The set of attributes that we told our machine learning classifier to focus on. This set of attributes is called the feature vector. The term vector usually refers to the fact that there are multiple attributes in a complex system. This feature vector can get very complicated indeed. Now, the output of a classifier is a label. For instance. Here the label told us whether the instance passed in was a mammal or a fish. Labels and feature vectors are important terms and classification. In most classification algorithms, the labels are fixed. These are drawn from some categorical variable and the values of the label will not change, while the values of the feature vector are chosen by you.
In our example, you might choose a different feature vector. You might tell the system to focus on how the animal moves, but the label would still need to be a fish or a mammal. That’s the set of labels. Fish and mammal. That’s the set of labels which our classifier can choose from. The idea of output labels is somewhat specific to classification problems. When we discuss regression, we shall see that the output there is not a label, rather it’s a number. But the idea of a feature vector is incredibly important and it’s quite general. It applies to all machine learning algorithms. The attributes that a machine learning algorithm focuses on are called features.
Typically, we will pass in a data list in which each data point is represented as a vector of such features and that forms the input into the machine learning algorithm known as the feature vector. Next, we’ll talk about what makes deep learning systems like those built in TensorFlow so special in traditional ML based systems. It is still experts who have to decide what goes into the feature vector. They are the ones who decide what features the algorithm should pay attention to. There is another class of machine learning systems known as representation learning systems, which figure out by themselves what the important features are.
Let’s talk next about deep learning and understand exactly how this process plays out. Let’s return to the question we posed at the start of this video. Data formats such as images or videos are much harder to work with than x or numbers. And the reason for this is images or videos already represent complex representations or encodings of the underlying data to extract the correct feature vectors to focus in on those features, those parts of the images of the videos which actually matter requires much more expertise than working with x or numbers.

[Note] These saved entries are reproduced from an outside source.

PR #9830, opened 2026-06-25
CUR2-1640: add Solana account activity prefix join

0xRobin:
Adds a redundant address_prefix predicate where solana.account_activity.address is already joined to stake_call_Merge.account_sourceStakeAccount. This is output-preserving and intended to enable partition pruning for the merge branch of staking_solana.stake_actions.

Validation: ran dbt deps and dbt compile --select staking_solana_stake_actions.


0xRobin:
Validation query for the output-preserving `address_prefix` predicate added in this PR. It compares the old merge-branch join against the new join on a tight window; both result counts should be `0`.

```sql
with
old_merge as (
    select
        aa.address,
        aa.block_slot,
        aa.tx_id,
        aa.balance_change,
        m.account_sourceStakeAccount,
        m.call_block_slot,
        m.call_tx_id,
        m.call_outer_instruction_index,
        m.call_inner_instruction_index
    from delta_prod.solana.account_activity aa
    join delta_prod.stake_program_solana.stake_call_Merge m
        on aa.address = m.account_sourceStakeAccount
        and aa.block_slot = m.call_block_slot
        and aa.tx_id = m.call_tx_id
    where aa.writable = true
        and aa.balance_change != 0
        and aa.token_mint_address is null
        and aa.tx_success
        and aa.block_time >= timestamp '2024-01-01'
        and aa.block_time < timestamp '2024-01-02'
        and m.call_block_time >= timestamp '2024-01-01'
        and m.call_block_time < timestamp '2024-01-02'
),
new_merge as (
    select
        aa.address,
        aa.block_slot,
        aa.tx_id,
        aa.balance_change,
        m.account_sourceStakeAccount,
        m.call_block_slot,
        m.call_tx_id,
        m.call_outer_instruction_index,
        m.call_inner_instruction_index
    from delta_prod.solana.account_activity aa
    join delta_prod.stake_program_solana.stake_call_Merge m
        on aa.address = m.account_sourceStakeAccount
        and aa.address_prefix = substring(m.account_sourceStakeAccount, 1, 2)
        and aa.block_slot = m.call_block_slot
        and aa.tx_id = m.call_tx_id
    where aa.writable = true
        and aa.balance_change != 0
        and aa.token_mint_address is null
        and aa.tx_success
        and aa.block_time >= timestamp '2024-01-01'
        and aa.block_time < timestamp '2024-01-02'
        and m.call_block_time >= timestamp '2024-01-01'
        and m.call_block_time < timestamp '2024-01-02'
)
select 'old_minus_new' as check_name, count(*) as diff_rows from (select * from old_merge except select * from new_merge)
union all
select 'new_minus_old' as check_name, count(*) as diff_rows from (select * from new_merge except select * from old_merge);
```

0xRobin:
Validation is now saved and executed on Dune: https://dune.com/queries/7842856

Result on 2024-01-01 window:

| check_name | diff_rows |
|---|---:|
| old_minus_new | 0 |
| new_minus_old | 0 |

This supersedes my earlier raw SQL-only validation comment.

a-monteiro (approved):

dbt_subprojects/solana/models/_sector/staking/solana/staking_solana_stake_actions.sql
```diff
@@ -45,6 +46,7 @@ with
         FROM aa
         JOIN {{ source('stake_program_solana', 'stake_call_Merge') }} m ON 1=1 
             AND aa.address = m.account_sourceStakeAccount --the source table gets completely merged so this is safest to join on
+            AND aa.address_prefix = substring(m.account_sourceStakeAccount, 1, 2)
```
a-monteiro, line 49: **Perf win is dynamic-filter-dependent and unproven by the PR.**

The established `address_prefix` idiom (e.g. `bloom_solana_bot_trades.sql:35`) pins the prefix to a compile-time **literal** (`address_prefix = '{{ fee_receiver_1[:2] }}'`), which gives static partition pruning. Here the prefix is compared to `substring(m.account_sourceStakeAccount, 1, 2)` — a **join-derived** value — so pruning on `account_activity` relies on a dynamic filter from the `stake_call_Merge` build side reaching the scan at runtime, which can silently fail to fire.

The change is output-preserving regardless (the predicate is algebraically implied by `aa.address = m.account_sourceStakeAccount`, so no merge-branch rows can be added or dropped). But since the entire point is performance, it's worth confirming the prune actually triggers rather than assuming it: an A/B of `physical_input_bytes` (and partitions/files read) for the merge branch with vs without this line, via `EXPLAIN ANALYZE` on the CI table. `stake_call_Merge` is small, so the distinct-prefix set should be tiny and the dynamic filter should complete — likely a real win, just unverified by anything currently in the PR. If bytes scanned don't drop, this predicate is a no-op.

jeff-dude (approved):

dbt_subprojects/solana/models/_sector/staking/solana/staking_solana_stake_actions.sql
0xRobin: Ran the requested A/B `EXPLAIN ANALYZE` on the merge branch for a tight `2024-01-01` window.

Results on `solana.account_activity` scan:

| variant | physical input | execution | address_prefix dynamic filter |
|---|---:|---:|---|
| old join | 494.68GB | 2.63m | none |
| new join | 473.66GB | 1.29m | present, collected in 1.92s |

So this does trigger a dynamic filter on the `address_prefix` partition key for this window. The scan reduction is modest (~21GB / ~4.3%), but runtime improved materially in this run. Agreed this is dynamic-filter-dependent rather than equivalent to the literal-prefix pattern.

Consider, for instance, that virtually anyone has a good way to summarize a set of numbers, maybe using an average or a standard deviation. On the other hand, if I were to ask you to summarize numerically the contents of a photograph or a video, you’d probably struggle. This is why data formats such as images and videos require tools such as neural networks. Neural networks can figure out for themselves what really matters what the important features are with text or numbers. It’s much easier for human experts to zero in on the feature vectors that really work.